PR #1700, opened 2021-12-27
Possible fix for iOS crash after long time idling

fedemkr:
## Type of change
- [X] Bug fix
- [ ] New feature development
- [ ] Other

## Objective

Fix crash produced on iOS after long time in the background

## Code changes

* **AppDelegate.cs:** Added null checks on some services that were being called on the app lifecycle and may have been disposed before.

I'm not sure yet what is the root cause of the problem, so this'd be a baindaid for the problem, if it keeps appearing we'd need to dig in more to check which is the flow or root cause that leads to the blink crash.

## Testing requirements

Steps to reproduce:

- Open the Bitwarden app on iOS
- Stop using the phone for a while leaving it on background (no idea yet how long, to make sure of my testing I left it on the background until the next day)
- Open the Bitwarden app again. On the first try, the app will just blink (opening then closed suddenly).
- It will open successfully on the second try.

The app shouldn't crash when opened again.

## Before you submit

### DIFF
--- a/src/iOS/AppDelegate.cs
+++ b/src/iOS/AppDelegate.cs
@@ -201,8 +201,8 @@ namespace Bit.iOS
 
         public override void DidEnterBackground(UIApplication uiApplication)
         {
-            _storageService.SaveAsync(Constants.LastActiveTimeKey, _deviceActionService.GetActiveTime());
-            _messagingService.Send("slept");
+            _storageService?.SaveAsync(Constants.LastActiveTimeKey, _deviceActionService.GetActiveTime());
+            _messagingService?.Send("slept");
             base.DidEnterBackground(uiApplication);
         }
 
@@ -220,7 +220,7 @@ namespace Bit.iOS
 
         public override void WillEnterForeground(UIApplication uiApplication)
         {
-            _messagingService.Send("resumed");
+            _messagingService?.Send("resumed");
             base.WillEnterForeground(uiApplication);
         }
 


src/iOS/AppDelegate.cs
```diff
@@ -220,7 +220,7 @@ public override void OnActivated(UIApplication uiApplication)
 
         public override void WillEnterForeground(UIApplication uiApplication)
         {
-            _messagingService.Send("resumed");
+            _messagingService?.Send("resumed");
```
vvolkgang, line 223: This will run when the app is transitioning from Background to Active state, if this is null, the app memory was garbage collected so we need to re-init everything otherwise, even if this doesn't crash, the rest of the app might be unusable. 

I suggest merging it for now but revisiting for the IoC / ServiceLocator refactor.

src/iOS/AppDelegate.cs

+ + + + +

» Goal of the exercise: Would you please print every record exactly as written?

» Output:
PR #1700, opened 2021-12-27
Possible fix for iOS crash after long time idling

fedemkr:
## Type of change
- [X] Bug fix
- [ ] New feature development
- [ ] Other

## Objective

Fix crash produced on iOS after long time in the background

## Code changes

* **AppDelegate.cs:** Added null checks on some services that were being called on the app lifecycle and may have been disposed before.

I'm not sure yet what is the root cause of the problem, so this'd be a baindaid for the problem, if it keeps appearing we'd need to dig in more to check which is the flow or root cause that leads to the blink crash.

## Testing requirements

Steps to reproduce:

- Open the Bitwarden app on iOS
- Stop using the phone for a while leaving it on background (no idea yet how long, to make sure of my testing I left it on the background until the next day)
- Open the Bitwarden app again. On the first try, the app will just blink (opening then closed suddenly).
- It will open successfully on the second try.

The app shouldn't crash when opened again.

## Before you submit

### DIFF
--- a/src/iOS/AppDelegate.cs
+++ b/src/iOS/AppDelegate.cs
@@ -201,8 +201,8 @@ namespace Bit.iOS
 
         public override void DidEnterBackground(UIApplication uiApplication)
         {
-            _storageService.SaveAsync(Constants.LastActiveTimeKey, _deviceActionService.GetActiveTime());
-            _messagingService.Send("slept");
+            _storageService?.SaveAsync(Constants.LastActiveTimeKey, _deviceActionService.GetActiveTime());
+            _messagingService?.Send("slept");
             base.DidEnterBackground(uiApplication);
         }
 
@@ -220,7 +220,7 @@ namespace Bit.iOS
 
         public override void WillEnterForeground(UIApplication uiApplication)
         {
-            _messagingService.Send("resumed");
+            _messagingService?.Send("resumed");
             base.WillEnterForeground(uiApplication);
         }
 


src/iOS/AppDelegate.cs
```diff
@@ -220,7 +220,7 @@ public override void OnActivated(UIApplication uiApplication)
 
         public override void WillEnterForeground(UIApplication uiApplication)
         {
-            _messagingService.Send("resumed");
+            _messagingService?.Send("resumed");
```
vvolkgang, line 223: This will run when the app is transitioning from Background to Active state, if this is null, the app memory was garbage collected so we need to re-init everything otherwise, even if this doesn't crash, the rest of the app might be unusable. 

I suggest merging it for now but revisiting for the IoC / ServiceLocator refactor.

src/iOS/AppDelegate.cs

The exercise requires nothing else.